### TASK TO COMPLETE
Using the entries below, show all lines with the string "history".

Dataset records:
PR #8641, opened 2023-02-23
Handle `PREFECT_API_KEY` set as environment variable in `cloud login` command

### LINKED ISSUE #7797: Having PREFECT_API_KEY as env var prevent from login to cloud
### First check

### Bug summary

When having `PREFECT_API_KEY` set as an environment variable, the `prefect cloud login` command will exit with `This profile is already authenticated with that key.` without being actually logged in.

### Reproduction

```python3
PREFECT_API_KEY=foo prefect cloud login -k foo
```

### Error

```python3
We are not actually logged in.
```

### Versions

```Text
Version:             2.7.0
API version:         0.8.3
Python version:      3.10.5
Git commit:          c2833339
Built:               Thu, Dec 1, 2022 4:03 PM
Profile:             default
Server:
  Database:          sqlite
  SQLite version:    3.38.5
```

### Additional context

_No response_

serinamarie:
### Overview
Closes #7797 and https://github.com/PrefectHQ/prefect/issues/10510

Previously one would **exit with false success** when running this command:
```bash
PREFECT_API_KEY=foo prefect cloud login -k foo
```
despite **not** being logged in. Just because we have a `PREFECT_API_KEY` env var set and it's equal to the `key` passed in to `prefect cloud login -k pnu_xyz`, and we are authenticated does not mean that we are using that particular profile, which I think is the user goal with the `login` command.

With this PR, we are directed to fix our issues (or what will become an issue down the line) rather than exiting with success.

Additionally, we're checking that the key is valid **before** exiting with success, which should close the issue of expired `PREFECT_API_KEY`s exiting with success.

## Examples
A key in an unexpected format, hinting to users that something could be very off about what they pasted as the key:
```bash
❯ prefect cloud login -k bar
Unable to authenticate with Prefect Cloud. Your key is not in our expected format ('pnu').
```
```bash
❯ PREFECT_API_KEY=foo prefect cloud login -k foo
Unable to authenticate with Prefect Cloud. Your key is not in our expected format ('pnu').
```

A key in the correct format, but invalid:
```bash
❯ prefect cloud login -k pnu_invalid_key
Unable to authenticate with Prefect Cloud. Please ensure your credentials are correct.
```

A `PREFECT_API_KEY` env var is set but it is different from the user-provided key:
```bash
❯ PREFECT_API_KEY=foo prefect cloud login -k bar
Cannot log in with a key when a different PREFECT_API_KEY is present as an environment variable 
that will override it.
```
```bash
❯ PREFECT_API_KEY=pnu_invalid1 prefect cloud login -k pnu_invalid2
Cannot log in with a key when a different PREFECT_API_KEY is present as an environment variable 
that will override it.
```
A `PREFECT_API_KEY` env var is set and it is the same as a user-provided key but the key is invalid:
```bash
❯ PREFECT_API_KEY=pnu_invalid prefect cloud login -k pnu_invalid
Unable to authenticate with Prefect Cloud. Please ensure your credentials are correct.
```
A `PREFECT_API_KEY` env var is set and it is the same as a user-provided key and the key is valid:
```bash
❯ PREFECT_API_KEY=pnu_xyz prefect cloud login -k pnu_xyz
It looks like you're already authenticated with another profile.
? Would you like to reauthenticate with this profile? [y/N]: y
? Which workspace would you like to use? [Use arrows to move; enter to select]                                  
  my-workspace1//my-tests                                      
  my-workspace1/my-pond                                                                                      
> my-workspace2/my-account                                                                                           
Authenticated with Prefect Cloud! Using workspace 'my-workspace2/my-account'.
```

### Checklist


madkinsz (changes requested):
We shouldn't respect the current profile over the environment variable, I think. That breaks our standard behavior for settings. I think what we want to do here is check `check_key_is_valid_for_login` before exiting with an "already logged in" message.

serinamarie:
> We shouldn't respect the current profile over the environment variable, I think. That breaks our standard behavior for settings. I think what we want to do here is check `check_key_is_valid_for_login` before exiting with an "already logged in" message.

I believe you mean this?
```python
if key and PREFECT_API_KEY.value() == key:
  if await check_key_is_valid_for_login(key):
    exit_with_success("This profile is already authenticated with that key.")
```
I'm not sure I understand how that could work. The key may be valid for login but that doesn't mean that it's already logged into that profile.

For instance, with the above logic, if I am logged into `profile-1`, and I run
```bash
PREFECT_API_KEY=<api-key-for-profile-2> prefect cloud login -k <api-key-for-profile-2>
``` 
it will wrongly exit with 
```bash
This profile is already authenticated with that key.
```

when I am still logged into `profile-1`.

madkinsz:
Ah I see, confusing. What does it mean to do a `prefect cloud login` when you have an environment variable set? We can log the profile in but the key in the environment is going to override your profile so you won't actually be logged in. Perhaps if we see an environment variable API key we should just exit saying that we can't login because you've set an environment var?

serinamarie:
> Ah I see, confusing. What does it mean to do a `prefect cloud login` when you have an environment variable set? We can log the profile in but the key in the environment is going to override your profile so you won't actually be logged in. Perhaps if we see an environment variable API key we should just exit saying that we can't login because you've set an environment var?

I think it's probably only an issue if the active profile has a different API key than the env var. If it does differ, we could exit with error. If they're the same, we could tell them they're already authenticated.

madkinsz:
I'm not sure it's worth complicating it seems like a weird case to have the same key set in both locations. I guess we can check if it works and maybe allow it to be copied into the profile with a prompt? Then they'd be more likely to be in a situation where it matches. It seems like more work than it's worth though and it may be best to simply check if it works and exit with a helpful message.

madkinsz:
@serinamarie let's get this merged or closed

src/prefect/cli/cloud.py
```diff
@@ -319,10 +319,17 @@ async def login(
 
     profiles = load_profiles()
     current_profile = get_settings_context().profile
-
-    if key and PREFECT_API_KEY.value() == key:
+    current_profile_api_key = current_profile.settings.get(PREFECT_API_KEY)
```
madkinsz, line 322: This will bypass callbacks, you should use `settings.value_of(SETTING)` or `SETTING.value_from(settings)

serinamarie:
Closing for now until I or someone gets a chance to work on it

src/prefect/cli/cloud/__init__.py
```diff
@@ -318,9 +318,24 @@ async def login(
 
     profiles = load_profiles()
     current_profile = get_settings_context().profile
+    env_var_api_key = PREFECT_API_KEY.value()
 
-    if key and PREFECT_API_KEY.value() == key:
```
serinamarie, line 322: Just because we have a `PREFECT_API_KEY` env var set and it's equal to the `key` passed in to `prefect cloud login -k pnu_xyz`, and we are authenticated does not mean that we are using that particular profile, which I think is the prime of the `login` command.

serinamarie:
> It seems like this UX should be:
> 
> If there is a key in the environment that does not match the profile, say we cannot login if a key is present as an environment variable.
> If the key matches the profile or a current key is found, check if the key works before exiting with an already authenticated message.

I believe my changes address Zanie's comments.

zangell44 (approved):
🚀

PR #8645, opened 2023-02-23
Add ArtifactCollection table for query optimization of artifact history

serinamarie:
### Update March 7 2023
https://github.com/PrefectHQ/nebula/pull/3822

### Overview
Cloud implementation: https://github.com/PrefectHQ/nebula/pull/3822
1. Adds a new table, `artifact_collection`, with 2 columns, `key` and `latest_id` (a column name up for debate). The `latest_id` column stores the most recently created version of the artifact.

   For example, if you have an `artifact` table like so:
   #### artifact
   | id        | key         | created  | updated | 
   | ------------- |:-------------:| -----:| ----:|
   | 1      | voltaic | 01-01-23 | 01-31-23
   | 2      | voltaic      | 01-28-23 | 01-28-23
   | 3 |      |   01-05-23 | 01-05-23
   | 4 | zebra | 01-10-23 | 01-10-23

   Your `artifact_collection` table will store the the latest version of each artifact with a `key` (optional):
   #### artifact_collection
   | latest_id        | key         |
   | ------------- |:-------------:|  
   | 2      | voltaic      | 01-28-23 |
   | 4 | zebra | 01-10-23

   This is useful because your artifact page will display the latest version of each artifact (it's your artifact collection!). When you drill into a particular artifact, the `artifact` table lends its data to a history-centered view, providing associated flow/task runs of each artifact version, when they were updated, associated data and metadata.

   Alongside the new `artifact_collection` table comes updated `create_artifact` and `delete_artifact` model methods. 
   - In `create_artifact`, we'll first upsert to the `artifact_collection` table, ensuring we keep track of the latest artifact version id.
   - In `delete_artifact`, we now need to check if the artifact is the latest version. If it is, we'll need to update our reference to it in the `artifact_collection` table prior to deletion from the `artifact` table. If there are no prior versions of the artifact (there's just 1 version left), then the row itself related to the artifact will be deleted from the `artifact_collection` table.

2. Since we will now allow artifacts to have the same key, we remove the `artifact` table's `key` column unique constraint. Instead we index on `key` in the `artifact` table.  Additionally, we only allow updates to artifact metadata rather than data as well.

3.  Tests around the updated methods have been added.
4. Migrations added for removing the unique constraint from the `artifact` table, adding the new `artifact_collection` table, and adding the necessary indexes.

### Notes
A separate PR will add an index for querying artifacts with a given key, as well as a corresponding API route. This PR is in lockstep with its Cloud counterpart.

### Checklist

### DIFF
--- a/src/prefect/server/models/artifacts.py
+++ b/src/prefect/server/models/artifacts.py
@@ -298,12 +298,12 @@ async def delete_artifact(
         ).scalar_one_or_none()
 
         if next_latest_version is not None:
-            update_latest_version = (
+            set_next_latest_version = (
                 sa.update(db.ArtifactCollection)
                 .where(db.ArtifactCollection.key == artifact.key)
                 .values(latest_id=next_latest_version.id)
             )
-            await session.execute(update_latest_version)
+            await session.execute(set_next_latest_version)
 
         else:
             await session.execute(


src/prefect/server/models/artifacts.py
```diff
@@ -172,6 +184,44 @@ async def delete_artifact(
...
+
+    is_latest_artifact_version = (
+        await session.execute(
+            sa.select(db.ArtifactCollection)
+            .where(db.ArtifactCollection.key == current_artifact.key)
+            .where(db.ArtifactCollection.latest_id == artifact_id)
+        )
+    ).scalar_one_or_none()
+
+    if is_latest_artifact_version is not None:
```
madkinsz, line 199: If this is `is_latest_...` maybe we should do the `is not None` check above so this is a bool? Then this if statement reads clearer.

src/prefect/server/models/artifacts.py
```diff
@@ -172,6 +184,44 @@ async def delete_artifact(
     Returns:
         bool: True if the delete was successful, False otherwise
     """
+    current_artifact = await session.get(db.Artifact, artifact_id)
```
madkinsz, line 187: This might not be the latest artifact though? "current" seems like a weird prefix here. Should this just be `artifact`?

src/prefect/server/models/artifacts.py
```diff
@@ -172,6 +184,44 @@ async def delete_artifact(
...
+    is_latest_artifact_version = (
+        await session.execute(
+            sa.select(db.ArtifactCollection)
+            .where(db.ArtifactCollection.key == current_artifact.key)
+            .where(db.ArtifactCollection.latest_id == artifact_id)
+        )
+    ).scalar_one_or_none()
+
+    if is_latest_artifact_version is not None:
+        previous_artifact = (
```
madkinsz, line 200: Maybe this should be `next_latest_artifact_version` or similar?

src/prefect/server/models/artifacts.py
madkinsz: I found the logic here a little challenging to follow, I think mostly because of the variable names so I have a few suggestions here. A comment describing that we update the latest artifact to point to the next latest version if it exists would be helpful too.

src/prefect/server/schemas/actions.py
```diff
@@ -548,17 +548,41 @@ class FlowRunNotificationPolicyUpdate(ActionBaseModel):
 class ArtifactCreate(ActionBaseModel):
     """Data used by the Prefect REST API to create an artifact."""
 
-    key: Optional[str] = FieldFrom(schemas.core.Artifact)
-    type: Optional[str] = FieldFrom(schemas.core.Artifact)
-    data: Optional[Union[Dict[str, Any], Any]] = FieldFrom(schemas.core.Artifact)
-    metadata_: Optional[Dict[str, str]] = FieldFrom(schemas.core.Artifact)
-    flow_run_id: Optional[UUID] = FieldFrom(schemas.core.Artifact)
-    task_run_id: Optional[UUID] = FieldFrom(schemas.core.Artifact)
```
madkinsz, line 556: Why do none of these use `FieldFrom` anymore?

serinamarie: Good catch, this file should be left unchanged except for removing the `data` field in `ArtifactUpdate`

src/prefect/server/models/artifacts.py
serinamarie: That sounds better for sure

src/prefect/server/models/artifacts.py
serinamarie: Yes, that sounds clearer 👍

serinamarie:
Closing in favor of smaller PRs
https://github.com/PrefectHQ/prefect/pull/8860
https://github.com/PrefectHQ/prefect/pull/8859
https://github.com/PrefectHQ/prefect/pull/8861
https://github.com/PrefectHQ/prefect/pull/8855

PR #8656, opened 2023-02-25
Override analytics block instead of partial

jawnsy:
We previously overrode the Analytics partial shipped with mkdocs, which configures Google Analytics. However, the documentation suggests instead overriding a block as done here, and this pattern means that we preserve the default behavior of mkdocs (which differs slightly from the official Google snippet).

From the [Material for Mkdocs documentation](https://squidfunk.github.io/mkdocs-material/customization/#overriding-blocks):

>Besides overriding partials, it's also possible to override (and extend) template blocks, which are defined inside the templates and wrap specific features

This allows us to preserve the [default mkdocs-material behavior](https://github.com/squidfunk/mkdocs-material/blob/master/src/partials/integrations/analytics/google.html) and also means we can use features like the "give feedback" option

### Checklist


madkinsz (approved):
Can you update the PR body to describe what the purpose of the change is?

PR #8668, opened 2023-02-27
Refactor supervisor API to allow configuration

madkinsz:
Removes the `from_sync` and `from_async` modules 😱 and moves methods for submitting calls to the supervisor class. This means instead of `supervisor = call_soon_in_thread(__fn, ...)` we do `new_supervisor().call_soon_in_thread(__fn, ...)` which allows the supervisor to be configured in the `new_supervisor` call which is essential for exposing things like timeouts.

This is a little bit of a mix of concerns, because now the supervisor requires knowledge of the runtime to provide a simple API for submission to the runtime. Maybe we should push that elsewhere.

### Checklist


src/prefect/_internal/concurrency/supervisors.py
```diff
@@ -139,26 +176,29 @@ async def _run_async(self):
...
     """
 
     def __init__(
         self,
-        submit_fn: Callable[..., concurrent.futures.Future],
+        allow_callbacks: bool = True,
         timeout: Optional[float] = None,
     ) -> None:
-        self._submit_fn = submit_fn
+        self._callbacks_allowed = allow_callbacks
```
madkinsz, line 201: Not yet used.

Issue #8672, opened 2023-02-28
Instrument blocks methods with events


bunchesofdonald:
### First check

- [X] I added a descriptive title to this issue.
- [X] I used the GitHub search to find a similar request and didn't find it.
- [X] I searched the Prefect documentation for this feature.

### Prefect Version

2.x

### Describe the current behavior

Prefect blocks currently do not emit any events.

### Describe the proposed behavior

Blocks should emit events whenever their public methods are called. The events should include the name of the block, the method that was called and whether or not it was successful (ie an exception was not raised).

PR #8673, opened 2023-02-28
Create `EventsWorker` to manage client lifecycle and abstract async nature

bunchesofdonald:
In a previous pull request we added an `events` method to `PrefectClient` that managed the events client lifecycle. However this proved to be difficult to use for our _current_ primary purpose of block instrumentation for a couple reasons:

1. The events client itself is purely async, but many block methods that we want to instrument are sync.
2. Ensuring `PrefectClient` was injected into instrumentation decorators without also overriding any client injection done by the methods themselves proved to be difficult.

This creates an `EventsWorker` which:

1. Spins up a thread.
2. Initializes a client with the given kwargs.
3. Ensures that the client's context is properly managed.
4. Watches for `Event` objects in a queue and emits them via the client as they are added.
5. Provides an `emit` method of its own which adds items to the queue.

Related to #8672 

### Example
```python
import uuid
from prefect import flow
from prefect.events import Event
from prefect.events.worker import get_events_worker


@flow
def emitter():
    with get_events_worker() as events:
        event = Event(
            event="vogon.poetry.read",
            resource={"prefect.resource.id": f"poem.{uuid.uuid4()}"},
        )

        events.emit(event)
```

### Checklist


src/prefect/events/worker.py
```diff
@@ -0,0 +1,128 @@
...
+    async def _main_loop(self):
+        """Orchestrate the events client and emit any queued events."""
+        self._client = self._client_type(**self._client_kwargs)
+        async with self._client:
+            self._ready_event.set()
+            while not self._stop_event.is_set():
+                try:
+                    event = self._queue.get_nowait()
+                except queue.Empty:
+                    await asyncio.sleep(0.1)
```
madkinsz, line 51: This is not an performant way to poll. You should probably use an `asyncio.Queue` so you can `await` a `get` call properly then you can put items in the queue like https://github.com/PrefectHQ/prefect/blob/main/src/prefect/_internal/concurrency/supervisors.py#L330-L331

bunchesofdonald: Awesome, thanks Zanie! I'll refactor that bit.

src/prefect/events/worker.py
```diff
@@ -0,0 +1,130 @@
...
+        self._ready_event = threading.Event()
+        self._lock = threading.Lock()
+
+        atexit.register(self.stop)
+
+    def _start_loop(self):
+        """Entrypoint for the thread."""
+        loop = asyncio.new_event_loop()
+        loop.run_until_complete(self._main_loop())
+        loop.close()
```
madkinsz, line 40: Managing an event loop this way is not recommend as it will not shutdown async generators correctly. You should just use `asyncio.run`.

src/prefect/events/worker.py
```diff
@@ -0,0 +1,130 @@
...
+
+    async def _main_loop(self):
+        """Orchestrate the events client and emit any queued events."""
+        self._client = self._client_type(**self._client_kwargs)
+        async with self._client:
+            self._ready_event.set()
```
madkinsz, line 46: You'll want to use a future for this, so you can raise an exception if there's a failure starting the worker thread. I would recommend reviewing the implementation in https://github.com/PrefectHQ/prefect/blob/main/src/prefect/_internal/concurrency/runtime.py#L44-L74

src/prefect/events/worker.py
bunchesofdonald: Actually I explicitly don't want to use an async queue, the _main_ point of this whole thing is to ensure that we can communicate with the events stuff synchronously.  Is there a better way to poll a `SimpleQueue` ?

chrisguidry: I don't think you need to use a worker thread to `put_nowait` into an `asyncio.Queue`, it's a sync function:

```
$ python
Python 3.10.6 (main, Dec 15 2022, 11:19:56) [GCC 11.3.0] on linux
>>> import asyncio
>>> q = asyncio.Queue()
>>> q.put_nowait('hi')
>>> q
<Queue at 0x7f72e95d1cc0 maxsize=0 _queue=['hi'] tasks=1>
```

chrisguidry: Without using a `get_nowait` and a `sleep`, how would it be possible to stop this thread?

tests/events/test_events_worker.py
```diff
@@ -0,0 +1,160 @@
...
+    worker.stop()
+    assert not hasattr(worker._client, "_in_context")
+    assert not worker._thread.is_alive()
+    assert not worker._ready_event.is_set()
+
+
+def test_start_is_idempontent(worker: EventsWorker):
+    worker.start()
+    worker.start()  # Would throw a RuntimeError if the thread was started again.
+    worker.stop()
```
chrisguidry, line 57: Nice!

chrisguidry (approved):
Super excited about this!

src/prefect/events/worker.py
```diff
@@ -0,0 +1,127 @@
...
+        if self._thread.is_alive():
+            with self._lock:
+                self._ready_event.clear()
+                self._stop_event.set()
+                self._thread.join()
+
+    def emit(self, event: Event) -> None:
+        """Emit `event` and ensure that the worker thread is running."""
+        if not self._thread.is_alive():
+            self.start()
```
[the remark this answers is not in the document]
bunchesofdonald: Sure

src/prefect/events/worker.py
```diff
@@ -0,0 +1,127 @@
...
+                except queue.Empty:
+                    await asyncio.sleep(0.1)
+                else:
+                    await self._client.emit(event)
+
+    def start(self):
+        """Start worker thread if not already started."""
+        if not self._thread.is_alive():
+            with self._lock:
+                self._thread.start()
```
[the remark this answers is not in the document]
bunchesofdonald: Not as far as I can tell. It works without a lock and no documentation I can find says that we need one before checking.

src/prefect/events/worker.py
bunchesofdonald: @madkinsz explained this to me. Essentially the idea here is that it blocks on start until something goes into the queue and then to stop it you enqueue some sentinel value (like `None`) that signals the thread to unblock and shutdown.

chrisguidry: Ahh yes, a good old sentinel, that works!

madkinsz: @chrisguidry if you put items in the `asyncio.Queue` from outside the event loop that the queue belongs to, it won't wake up the queue when an item is placed in it because the implementation is not threadsafe. That's why you need to wrap `put_nowait` with `call_soon_threadsafe` even if it's just a sync function.

src/prefect/events/worker.py
```diff
@@ -0,0 +1,138 @@
...
+                self._ready_future.set_result(True)
+                while True:
+                    event = await self._queue.get()
+
+                    if event is None:
+                        break
+
+                    await self._client.emit(event)
+        except Exception as exc:
+            self._ready_future.set_exception(exc)
```
madkinsz, line 58: You could probably do this in `_start_loop` if you wanted to reduce the indentation

src/prefect/events/worker.py
```diff
@@ -0,0 +1,138 @@
...
+
+    def _enqueue(self, value: Optional[Event]):
+        call_soon_in_loop(self._loop, self._queue.put_nowait, value)
+
+    def start(self):
+        """Start worker thread if not already started."""
+        if not self._thread.is_alive():
+            with self._lock:
+                self._thread.start()
```
madkinsz, line 67: I think threads can't be started multiple times, is the lock doing anything here?

madkinsz: https://docs.python.org/3/library/threading.html#threading.Thread.start

> It must be called at most once per thread object. It arranges for the object’s [run()](https://docs.python.org/3/library/threading.html#threading.Thread.run) method to be invoked in a separate thread of control.
>
> This method will raise a [RuntimeError](https://docs.python.org/3/library/exceptions.html#RuntimeError) if called more than once on the same thread object.

madkinsz (approved):
LGTM! Only minor comments.

src/prefect/events/worker.py
bunchesofdonald: Good question and probably not.

src/prefect/events/worker.py
chrisguidry: Ohhh that makes sense, thank you for clarifying that.  I guess I've almost always been operating in a one-loop situation and not fretting too much about the context switch between sync and async.

src/prefect/events/worker.py
```diff
@@ -0,0 +1,137 @@
...
+        """Start worker thread if not already started."""
+        if not self._thread.is_alive():
+            self._thread.start()
+
+        self._ready_future.result(timeout=5)
+
+    def stop(self) -> None:
+        """Stop worker thread if started."""
+        if self._thread.is_alive():
+            with self._lock:
```
madkinsz, line 73: Sorry to come back again, but now this is your only call to the lock so it's definitely not doing anything.

bunchesofdonald: Thanks Zanie!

### EXERCISE SOLUTION
Add ArtifactCollection table for query optimization of artifact history
   This is useful because your artifact page will display the latest version of each artifact (it's your artifact collection!). When you drill into a particular artifact, the `artifact` table lends its data to a history-centered view, providing associated flow/task runs of each artifact version, when they were updated, associated data and metadata.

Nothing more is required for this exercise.